**DESCRIPTION OF THE TASK**
Copy out each line of the listing that has the word "ChanOp" in it.

--- DATA RECORDS Enclosed Below ---

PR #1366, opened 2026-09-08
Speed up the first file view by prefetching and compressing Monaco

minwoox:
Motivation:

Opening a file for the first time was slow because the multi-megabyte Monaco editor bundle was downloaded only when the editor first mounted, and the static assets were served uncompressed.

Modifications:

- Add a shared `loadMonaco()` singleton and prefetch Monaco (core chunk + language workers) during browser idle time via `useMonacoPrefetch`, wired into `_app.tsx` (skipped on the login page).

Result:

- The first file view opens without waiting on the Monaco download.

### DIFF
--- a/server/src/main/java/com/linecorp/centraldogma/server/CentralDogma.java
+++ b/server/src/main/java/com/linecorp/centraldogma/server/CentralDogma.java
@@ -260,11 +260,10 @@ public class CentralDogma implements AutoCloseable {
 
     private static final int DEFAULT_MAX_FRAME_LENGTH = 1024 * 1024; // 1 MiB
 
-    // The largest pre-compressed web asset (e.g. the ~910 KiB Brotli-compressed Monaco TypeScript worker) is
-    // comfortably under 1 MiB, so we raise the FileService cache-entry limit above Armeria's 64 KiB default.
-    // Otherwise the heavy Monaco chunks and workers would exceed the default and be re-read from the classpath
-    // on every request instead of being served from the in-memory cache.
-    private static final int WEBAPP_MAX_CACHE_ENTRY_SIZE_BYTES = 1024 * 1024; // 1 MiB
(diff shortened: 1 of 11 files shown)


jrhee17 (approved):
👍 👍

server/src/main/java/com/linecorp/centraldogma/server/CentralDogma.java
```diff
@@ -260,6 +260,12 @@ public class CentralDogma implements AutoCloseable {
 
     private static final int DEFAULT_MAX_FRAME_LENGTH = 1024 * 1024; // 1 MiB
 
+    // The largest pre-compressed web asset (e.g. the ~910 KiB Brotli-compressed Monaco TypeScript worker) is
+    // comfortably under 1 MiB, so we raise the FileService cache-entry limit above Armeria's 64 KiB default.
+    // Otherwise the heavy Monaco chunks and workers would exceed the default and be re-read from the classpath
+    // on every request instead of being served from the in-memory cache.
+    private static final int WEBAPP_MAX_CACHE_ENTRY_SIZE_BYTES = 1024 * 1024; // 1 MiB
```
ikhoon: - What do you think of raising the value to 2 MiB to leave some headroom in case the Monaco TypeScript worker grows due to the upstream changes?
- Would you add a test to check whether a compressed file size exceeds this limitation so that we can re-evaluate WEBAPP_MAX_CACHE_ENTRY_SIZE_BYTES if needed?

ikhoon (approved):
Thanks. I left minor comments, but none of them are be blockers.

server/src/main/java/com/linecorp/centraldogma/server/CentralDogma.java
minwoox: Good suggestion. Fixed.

--- End of Enclosed DATA RECORDS ---
--- DATA RECORDS Enclosed Below ---

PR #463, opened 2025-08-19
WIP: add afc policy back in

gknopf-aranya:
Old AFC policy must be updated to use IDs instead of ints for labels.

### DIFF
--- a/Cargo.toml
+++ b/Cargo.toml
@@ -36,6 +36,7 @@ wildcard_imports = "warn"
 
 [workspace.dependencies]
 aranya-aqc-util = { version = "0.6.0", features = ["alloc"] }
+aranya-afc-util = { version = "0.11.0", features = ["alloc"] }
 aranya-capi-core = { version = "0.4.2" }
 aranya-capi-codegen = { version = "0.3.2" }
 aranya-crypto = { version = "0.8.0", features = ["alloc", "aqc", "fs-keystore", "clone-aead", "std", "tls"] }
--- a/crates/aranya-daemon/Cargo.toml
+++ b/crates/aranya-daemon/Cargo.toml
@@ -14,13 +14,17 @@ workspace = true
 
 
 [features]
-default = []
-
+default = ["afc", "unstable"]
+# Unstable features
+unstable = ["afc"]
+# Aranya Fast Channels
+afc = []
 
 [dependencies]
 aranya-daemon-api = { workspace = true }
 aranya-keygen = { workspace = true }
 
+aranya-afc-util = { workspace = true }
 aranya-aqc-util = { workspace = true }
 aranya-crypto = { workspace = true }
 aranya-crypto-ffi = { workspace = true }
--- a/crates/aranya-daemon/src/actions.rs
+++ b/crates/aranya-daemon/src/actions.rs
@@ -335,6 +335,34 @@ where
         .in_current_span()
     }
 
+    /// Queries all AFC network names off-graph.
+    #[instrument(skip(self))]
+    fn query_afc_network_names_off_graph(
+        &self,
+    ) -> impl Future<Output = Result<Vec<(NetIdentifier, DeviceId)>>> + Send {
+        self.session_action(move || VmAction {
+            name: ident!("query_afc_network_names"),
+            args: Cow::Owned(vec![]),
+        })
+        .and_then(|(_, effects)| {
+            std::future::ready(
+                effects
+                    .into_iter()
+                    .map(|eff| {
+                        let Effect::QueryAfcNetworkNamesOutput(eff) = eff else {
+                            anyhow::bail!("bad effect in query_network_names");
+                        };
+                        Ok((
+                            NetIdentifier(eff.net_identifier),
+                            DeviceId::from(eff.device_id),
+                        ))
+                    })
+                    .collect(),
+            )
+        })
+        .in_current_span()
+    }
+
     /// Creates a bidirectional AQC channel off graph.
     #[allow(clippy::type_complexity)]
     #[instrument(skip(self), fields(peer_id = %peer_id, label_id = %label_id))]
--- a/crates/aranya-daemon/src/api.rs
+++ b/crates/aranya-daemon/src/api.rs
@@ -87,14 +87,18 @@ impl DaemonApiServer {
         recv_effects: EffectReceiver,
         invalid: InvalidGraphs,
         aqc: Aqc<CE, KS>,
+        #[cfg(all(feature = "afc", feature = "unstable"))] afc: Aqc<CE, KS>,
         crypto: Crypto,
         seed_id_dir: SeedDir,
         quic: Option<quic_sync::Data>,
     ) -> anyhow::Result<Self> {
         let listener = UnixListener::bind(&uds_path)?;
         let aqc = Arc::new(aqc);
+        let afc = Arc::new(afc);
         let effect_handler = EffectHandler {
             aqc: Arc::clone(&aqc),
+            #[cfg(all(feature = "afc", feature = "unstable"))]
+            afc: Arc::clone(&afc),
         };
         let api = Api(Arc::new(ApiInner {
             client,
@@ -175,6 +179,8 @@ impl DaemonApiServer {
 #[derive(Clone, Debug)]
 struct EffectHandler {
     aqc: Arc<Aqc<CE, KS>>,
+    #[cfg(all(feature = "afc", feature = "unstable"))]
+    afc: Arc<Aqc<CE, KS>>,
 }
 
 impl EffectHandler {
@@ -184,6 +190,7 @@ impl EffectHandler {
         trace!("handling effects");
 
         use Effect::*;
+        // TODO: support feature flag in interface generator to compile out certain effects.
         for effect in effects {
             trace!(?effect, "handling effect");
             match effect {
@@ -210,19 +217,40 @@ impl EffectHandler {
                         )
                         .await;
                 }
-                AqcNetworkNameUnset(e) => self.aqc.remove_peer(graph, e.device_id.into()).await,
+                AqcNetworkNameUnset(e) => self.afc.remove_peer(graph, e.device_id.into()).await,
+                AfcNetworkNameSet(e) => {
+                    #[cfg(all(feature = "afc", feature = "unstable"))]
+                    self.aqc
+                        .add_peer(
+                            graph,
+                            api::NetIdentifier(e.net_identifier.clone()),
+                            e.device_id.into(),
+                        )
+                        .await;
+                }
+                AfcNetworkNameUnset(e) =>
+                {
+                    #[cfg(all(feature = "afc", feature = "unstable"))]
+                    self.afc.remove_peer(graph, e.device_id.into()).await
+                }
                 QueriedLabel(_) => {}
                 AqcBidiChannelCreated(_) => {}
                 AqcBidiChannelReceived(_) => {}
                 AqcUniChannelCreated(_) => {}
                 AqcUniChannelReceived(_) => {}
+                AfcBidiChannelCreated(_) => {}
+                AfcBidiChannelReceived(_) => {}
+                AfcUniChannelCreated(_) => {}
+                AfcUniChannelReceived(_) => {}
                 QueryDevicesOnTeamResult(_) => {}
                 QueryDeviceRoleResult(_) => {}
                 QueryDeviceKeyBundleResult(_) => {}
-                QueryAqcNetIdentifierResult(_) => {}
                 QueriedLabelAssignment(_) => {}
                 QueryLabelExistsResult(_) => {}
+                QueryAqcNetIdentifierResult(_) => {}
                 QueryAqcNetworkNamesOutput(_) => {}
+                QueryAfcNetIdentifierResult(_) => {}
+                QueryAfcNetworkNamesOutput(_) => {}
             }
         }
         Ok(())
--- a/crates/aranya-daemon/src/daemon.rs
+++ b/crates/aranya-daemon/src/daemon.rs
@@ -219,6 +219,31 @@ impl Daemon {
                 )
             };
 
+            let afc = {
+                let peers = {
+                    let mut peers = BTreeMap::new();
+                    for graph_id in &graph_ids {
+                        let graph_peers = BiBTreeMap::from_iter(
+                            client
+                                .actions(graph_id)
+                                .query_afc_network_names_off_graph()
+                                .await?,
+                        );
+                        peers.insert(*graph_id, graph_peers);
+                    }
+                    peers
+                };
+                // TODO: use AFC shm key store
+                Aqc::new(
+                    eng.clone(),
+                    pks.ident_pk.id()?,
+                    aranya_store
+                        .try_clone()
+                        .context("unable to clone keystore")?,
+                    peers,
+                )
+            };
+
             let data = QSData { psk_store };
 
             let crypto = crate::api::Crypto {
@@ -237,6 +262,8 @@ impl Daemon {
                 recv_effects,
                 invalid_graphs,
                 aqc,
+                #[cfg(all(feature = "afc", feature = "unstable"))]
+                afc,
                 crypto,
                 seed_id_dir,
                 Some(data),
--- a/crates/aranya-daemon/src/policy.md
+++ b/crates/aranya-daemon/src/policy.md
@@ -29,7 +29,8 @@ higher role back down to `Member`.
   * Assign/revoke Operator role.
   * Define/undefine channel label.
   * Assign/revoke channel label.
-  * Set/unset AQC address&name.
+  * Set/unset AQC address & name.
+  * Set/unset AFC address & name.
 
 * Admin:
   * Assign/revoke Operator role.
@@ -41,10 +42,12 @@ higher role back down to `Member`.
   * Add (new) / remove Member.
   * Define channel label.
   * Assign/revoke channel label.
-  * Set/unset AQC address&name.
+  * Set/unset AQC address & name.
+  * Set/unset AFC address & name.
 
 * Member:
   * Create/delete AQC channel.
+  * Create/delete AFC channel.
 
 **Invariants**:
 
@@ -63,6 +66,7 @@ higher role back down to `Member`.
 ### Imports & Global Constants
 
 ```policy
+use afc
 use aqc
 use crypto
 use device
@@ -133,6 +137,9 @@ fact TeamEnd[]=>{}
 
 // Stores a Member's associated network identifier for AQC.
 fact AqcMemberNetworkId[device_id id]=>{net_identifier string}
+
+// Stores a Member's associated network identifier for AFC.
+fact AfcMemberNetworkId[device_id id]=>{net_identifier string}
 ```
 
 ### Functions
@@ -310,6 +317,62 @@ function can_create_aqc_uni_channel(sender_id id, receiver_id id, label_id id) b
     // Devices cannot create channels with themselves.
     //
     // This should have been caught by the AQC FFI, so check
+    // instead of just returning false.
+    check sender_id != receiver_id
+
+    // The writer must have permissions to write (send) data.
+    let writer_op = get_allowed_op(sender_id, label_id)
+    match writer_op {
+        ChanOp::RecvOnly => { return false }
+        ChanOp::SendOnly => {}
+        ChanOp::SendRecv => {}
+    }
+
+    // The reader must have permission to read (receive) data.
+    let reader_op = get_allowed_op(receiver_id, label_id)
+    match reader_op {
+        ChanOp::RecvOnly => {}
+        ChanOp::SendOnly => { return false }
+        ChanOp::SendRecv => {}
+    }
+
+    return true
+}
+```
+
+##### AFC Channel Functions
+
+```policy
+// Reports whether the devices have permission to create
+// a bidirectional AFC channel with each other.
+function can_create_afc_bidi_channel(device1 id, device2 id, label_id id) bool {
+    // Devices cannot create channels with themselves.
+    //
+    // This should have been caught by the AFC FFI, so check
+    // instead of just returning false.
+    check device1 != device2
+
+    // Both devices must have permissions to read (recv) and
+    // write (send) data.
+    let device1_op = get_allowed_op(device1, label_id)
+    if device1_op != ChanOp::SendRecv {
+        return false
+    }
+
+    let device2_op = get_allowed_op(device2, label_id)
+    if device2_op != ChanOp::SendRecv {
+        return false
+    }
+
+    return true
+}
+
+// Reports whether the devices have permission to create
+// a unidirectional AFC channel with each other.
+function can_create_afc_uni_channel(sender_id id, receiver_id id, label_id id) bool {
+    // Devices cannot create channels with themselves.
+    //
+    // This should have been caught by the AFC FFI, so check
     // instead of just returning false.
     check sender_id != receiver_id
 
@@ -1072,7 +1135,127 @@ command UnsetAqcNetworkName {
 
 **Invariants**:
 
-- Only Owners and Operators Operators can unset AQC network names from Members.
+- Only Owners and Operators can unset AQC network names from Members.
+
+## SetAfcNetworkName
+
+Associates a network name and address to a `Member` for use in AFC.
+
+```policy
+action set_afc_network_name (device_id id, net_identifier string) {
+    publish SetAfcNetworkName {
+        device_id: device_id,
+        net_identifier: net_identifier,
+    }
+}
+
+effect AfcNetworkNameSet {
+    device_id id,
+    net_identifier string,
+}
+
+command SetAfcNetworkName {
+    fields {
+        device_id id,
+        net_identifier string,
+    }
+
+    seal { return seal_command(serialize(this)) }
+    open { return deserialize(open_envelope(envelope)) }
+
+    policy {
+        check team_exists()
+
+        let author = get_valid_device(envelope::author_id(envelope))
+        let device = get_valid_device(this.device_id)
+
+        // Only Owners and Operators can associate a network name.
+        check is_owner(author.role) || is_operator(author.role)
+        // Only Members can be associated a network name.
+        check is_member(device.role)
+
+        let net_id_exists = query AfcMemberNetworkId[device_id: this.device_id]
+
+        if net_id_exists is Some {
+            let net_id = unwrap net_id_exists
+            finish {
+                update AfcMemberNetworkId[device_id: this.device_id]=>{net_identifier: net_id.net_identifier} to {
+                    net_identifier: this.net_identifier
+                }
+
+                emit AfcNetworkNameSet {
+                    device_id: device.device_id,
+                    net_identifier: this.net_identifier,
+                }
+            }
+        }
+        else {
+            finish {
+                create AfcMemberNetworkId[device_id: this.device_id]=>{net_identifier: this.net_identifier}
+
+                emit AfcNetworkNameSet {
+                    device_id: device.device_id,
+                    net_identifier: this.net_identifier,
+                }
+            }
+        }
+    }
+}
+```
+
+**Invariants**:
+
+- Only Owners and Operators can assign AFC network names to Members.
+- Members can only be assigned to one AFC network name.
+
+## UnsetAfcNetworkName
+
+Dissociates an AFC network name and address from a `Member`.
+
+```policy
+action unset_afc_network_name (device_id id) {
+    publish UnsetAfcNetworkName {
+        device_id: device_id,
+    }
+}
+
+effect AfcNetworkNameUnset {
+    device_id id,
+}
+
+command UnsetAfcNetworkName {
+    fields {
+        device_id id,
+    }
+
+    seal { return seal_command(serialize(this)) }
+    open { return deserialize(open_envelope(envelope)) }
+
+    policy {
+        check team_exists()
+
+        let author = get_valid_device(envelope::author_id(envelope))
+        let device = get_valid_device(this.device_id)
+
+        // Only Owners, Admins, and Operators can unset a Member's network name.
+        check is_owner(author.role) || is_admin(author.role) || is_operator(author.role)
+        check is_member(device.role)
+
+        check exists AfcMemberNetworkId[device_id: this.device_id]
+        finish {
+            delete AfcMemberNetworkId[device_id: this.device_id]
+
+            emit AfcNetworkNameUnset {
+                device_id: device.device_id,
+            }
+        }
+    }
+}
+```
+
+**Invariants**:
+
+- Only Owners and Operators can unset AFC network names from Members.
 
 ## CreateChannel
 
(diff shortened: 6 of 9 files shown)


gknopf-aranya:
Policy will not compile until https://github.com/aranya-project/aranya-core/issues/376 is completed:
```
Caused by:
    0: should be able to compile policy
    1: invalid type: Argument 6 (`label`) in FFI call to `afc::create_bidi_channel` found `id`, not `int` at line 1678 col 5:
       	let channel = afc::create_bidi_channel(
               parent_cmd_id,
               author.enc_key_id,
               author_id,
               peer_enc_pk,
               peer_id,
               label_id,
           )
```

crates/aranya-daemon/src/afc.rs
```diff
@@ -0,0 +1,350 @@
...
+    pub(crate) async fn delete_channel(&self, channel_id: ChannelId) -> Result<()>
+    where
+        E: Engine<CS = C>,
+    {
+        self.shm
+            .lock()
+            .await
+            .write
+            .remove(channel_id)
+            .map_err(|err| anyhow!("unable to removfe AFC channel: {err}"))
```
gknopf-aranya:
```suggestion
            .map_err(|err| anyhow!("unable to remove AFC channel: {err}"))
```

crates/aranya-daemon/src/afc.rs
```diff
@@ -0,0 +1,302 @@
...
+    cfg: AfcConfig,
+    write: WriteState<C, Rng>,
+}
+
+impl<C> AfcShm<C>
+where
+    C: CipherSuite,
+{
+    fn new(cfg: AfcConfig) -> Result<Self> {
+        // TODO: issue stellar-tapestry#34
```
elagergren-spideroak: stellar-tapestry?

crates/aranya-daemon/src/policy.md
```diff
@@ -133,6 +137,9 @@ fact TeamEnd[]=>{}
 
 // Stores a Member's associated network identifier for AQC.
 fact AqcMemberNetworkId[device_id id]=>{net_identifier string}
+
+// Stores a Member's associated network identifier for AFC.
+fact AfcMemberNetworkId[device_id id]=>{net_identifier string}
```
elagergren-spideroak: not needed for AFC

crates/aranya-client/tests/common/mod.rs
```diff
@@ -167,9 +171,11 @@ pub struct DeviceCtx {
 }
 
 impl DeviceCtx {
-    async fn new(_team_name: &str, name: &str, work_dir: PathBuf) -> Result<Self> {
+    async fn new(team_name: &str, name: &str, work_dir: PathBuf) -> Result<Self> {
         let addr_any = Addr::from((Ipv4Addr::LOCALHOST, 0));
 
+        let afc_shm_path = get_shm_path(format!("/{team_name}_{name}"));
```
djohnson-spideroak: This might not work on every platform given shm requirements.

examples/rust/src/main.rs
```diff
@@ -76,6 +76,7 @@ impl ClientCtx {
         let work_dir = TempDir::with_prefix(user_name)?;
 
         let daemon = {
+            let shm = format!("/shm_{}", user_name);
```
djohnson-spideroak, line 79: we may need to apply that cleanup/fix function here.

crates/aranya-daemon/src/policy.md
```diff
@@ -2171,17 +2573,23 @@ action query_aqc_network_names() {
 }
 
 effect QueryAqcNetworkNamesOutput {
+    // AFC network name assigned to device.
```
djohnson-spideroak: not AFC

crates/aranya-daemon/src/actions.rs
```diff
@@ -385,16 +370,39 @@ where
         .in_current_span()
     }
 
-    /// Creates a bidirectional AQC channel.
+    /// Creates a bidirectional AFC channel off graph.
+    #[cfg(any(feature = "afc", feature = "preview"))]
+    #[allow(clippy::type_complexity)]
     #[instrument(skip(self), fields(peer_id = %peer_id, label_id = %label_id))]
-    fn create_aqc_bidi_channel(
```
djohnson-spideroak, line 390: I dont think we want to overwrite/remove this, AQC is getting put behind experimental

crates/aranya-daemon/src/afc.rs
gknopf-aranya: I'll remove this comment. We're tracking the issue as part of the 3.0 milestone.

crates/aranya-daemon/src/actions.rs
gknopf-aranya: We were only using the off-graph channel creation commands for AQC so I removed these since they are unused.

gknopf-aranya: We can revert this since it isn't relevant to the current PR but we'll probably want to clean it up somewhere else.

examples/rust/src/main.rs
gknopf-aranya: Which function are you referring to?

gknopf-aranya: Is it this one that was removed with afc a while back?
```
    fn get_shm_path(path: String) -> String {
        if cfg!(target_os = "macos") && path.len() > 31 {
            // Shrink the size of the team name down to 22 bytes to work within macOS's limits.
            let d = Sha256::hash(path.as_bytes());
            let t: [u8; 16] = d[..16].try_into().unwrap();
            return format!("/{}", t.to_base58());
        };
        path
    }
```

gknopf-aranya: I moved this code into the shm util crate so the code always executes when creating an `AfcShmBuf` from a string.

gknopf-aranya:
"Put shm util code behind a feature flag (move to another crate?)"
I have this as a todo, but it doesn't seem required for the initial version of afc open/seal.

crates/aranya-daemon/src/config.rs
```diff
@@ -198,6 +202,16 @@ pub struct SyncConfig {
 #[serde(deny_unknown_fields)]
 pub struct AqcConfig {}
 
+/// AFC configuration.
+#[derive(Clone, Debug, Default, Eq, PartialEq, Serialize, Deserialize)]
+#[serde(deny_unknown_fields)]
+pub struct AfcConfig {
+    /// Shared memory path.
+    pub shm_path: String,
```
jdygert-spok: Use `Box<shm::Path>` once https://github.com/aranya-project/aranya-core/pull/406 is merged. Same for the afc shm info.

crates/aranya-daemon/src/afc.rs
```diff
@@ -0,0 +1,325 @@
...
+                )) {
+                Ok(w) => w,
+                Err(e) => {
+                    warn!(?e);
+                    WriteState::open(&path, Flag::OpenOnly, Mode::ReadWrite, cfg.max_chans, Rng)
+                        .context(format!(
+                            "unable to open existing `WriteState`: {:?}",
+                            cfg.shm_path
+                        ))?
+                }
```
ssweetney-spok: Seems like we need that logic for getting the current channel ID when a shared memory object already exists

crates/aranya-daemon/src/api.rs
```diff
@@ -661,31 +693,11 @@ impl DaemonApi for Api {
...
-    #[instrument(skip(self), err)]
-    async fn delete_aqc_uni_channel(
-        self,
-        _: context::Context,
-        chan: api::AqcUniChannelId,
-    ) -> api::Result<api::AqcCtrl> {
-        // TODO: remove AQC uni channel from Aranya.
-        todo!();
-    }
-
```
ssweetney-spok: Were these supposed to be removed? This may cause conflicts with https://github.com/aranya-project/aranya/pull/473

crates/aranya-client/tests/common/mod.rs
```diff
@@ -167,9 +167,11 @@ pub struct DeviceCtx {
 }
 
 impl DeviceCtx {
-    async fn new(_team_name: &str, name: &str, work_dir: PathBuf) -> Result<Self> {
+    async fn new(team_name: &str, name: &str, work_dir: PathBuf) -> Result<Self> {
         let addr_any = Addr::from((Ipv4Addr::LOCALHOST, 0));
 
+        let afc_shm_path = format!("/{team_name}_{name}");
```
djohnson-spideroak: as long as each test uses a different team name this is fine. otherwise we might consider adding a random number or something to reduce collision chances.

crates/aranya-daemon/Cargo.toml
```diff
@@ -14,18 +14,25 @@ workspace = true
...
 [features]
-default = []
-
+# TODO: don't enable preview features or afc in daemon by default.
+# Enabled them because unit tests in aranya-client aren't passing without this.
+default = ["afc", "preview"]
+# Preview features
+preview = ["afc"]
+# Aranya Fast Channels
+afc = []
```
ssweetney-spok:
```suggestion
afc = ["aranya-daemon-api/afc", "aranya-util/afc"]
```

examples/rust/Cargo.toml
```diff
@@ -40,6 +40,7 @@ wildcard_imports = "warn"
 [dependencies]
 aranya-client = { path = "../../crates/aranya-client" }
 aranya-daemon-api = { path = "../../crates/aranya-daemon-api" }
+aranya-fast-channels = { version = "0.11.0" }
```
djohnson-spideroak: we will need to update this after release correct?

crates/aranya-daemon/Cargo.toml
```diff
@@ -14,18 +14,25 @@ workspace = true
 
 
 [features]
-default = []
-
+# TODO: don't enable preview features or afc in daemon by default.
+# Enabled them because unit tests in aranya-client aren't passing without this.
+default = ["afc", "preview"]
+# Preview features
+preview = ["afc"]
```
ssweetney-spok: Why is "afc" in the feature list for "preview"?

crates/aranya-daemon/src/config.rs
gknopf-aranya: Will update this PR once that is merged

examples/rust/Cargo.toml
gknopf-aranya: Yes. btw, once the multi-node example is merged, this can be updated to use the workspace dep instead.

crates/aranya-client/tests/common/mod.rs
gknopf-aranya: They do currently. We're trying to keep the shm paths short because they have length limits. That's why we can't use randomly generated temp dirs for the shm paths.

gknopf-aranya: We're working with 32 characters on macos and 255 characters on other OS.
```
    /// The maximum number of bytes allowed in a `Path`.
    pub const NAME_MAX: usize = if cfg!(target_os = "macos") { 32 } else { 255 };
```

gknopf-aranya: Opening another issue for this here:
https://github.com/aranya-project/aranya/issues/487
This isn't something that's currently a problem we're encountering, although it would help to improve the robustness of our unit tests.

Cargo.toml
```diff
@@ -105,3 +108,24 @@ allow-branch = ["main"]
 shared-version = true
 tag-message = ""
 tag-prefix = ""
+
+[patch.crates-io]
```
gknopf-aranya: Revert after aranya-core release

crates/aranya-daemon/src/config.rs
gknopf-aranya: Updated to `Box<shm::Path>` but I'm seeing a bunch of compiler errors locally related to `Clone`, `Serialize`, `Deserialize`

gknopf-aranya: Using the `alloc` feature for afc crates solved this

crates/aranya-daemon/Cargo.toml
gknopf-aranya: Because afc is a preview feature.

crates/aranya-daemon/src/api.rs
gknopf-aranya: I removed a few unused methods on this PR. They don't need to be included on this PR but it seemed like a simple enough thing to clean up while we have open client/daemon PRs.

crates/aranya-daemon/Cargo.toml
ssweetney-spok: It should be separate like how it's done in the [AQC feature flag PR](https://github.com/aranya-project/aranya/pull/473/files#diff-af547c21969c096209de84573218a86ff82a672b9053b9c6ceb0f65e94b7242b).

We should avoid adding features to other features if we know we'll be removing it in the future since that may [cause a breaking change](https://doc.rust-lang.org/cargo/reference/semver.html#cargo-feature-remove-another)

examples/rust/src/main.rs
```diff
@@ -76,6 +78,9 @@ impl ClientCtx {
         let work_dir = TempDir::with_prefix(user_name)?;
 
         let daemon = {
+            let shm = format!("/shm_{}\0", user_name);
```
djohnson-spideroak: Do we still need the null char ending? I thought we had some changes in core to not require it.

--- End of Enclosed DATA RECORDS ---

**REPLY**
+        ChanOp::RecvOnly => { return false }
+        ChanOp::SendOnly => {}
+        ChanOp::SendRecv => {}
+        ChanOp::RecvOnly => {}
+        ChanOp::SendOnly => { return false }
+        ChanOp::SendRecv => {}
+    if device1_op != ChanOp::SendRecv {
+    if device2_op != ChanOp::SendRecv {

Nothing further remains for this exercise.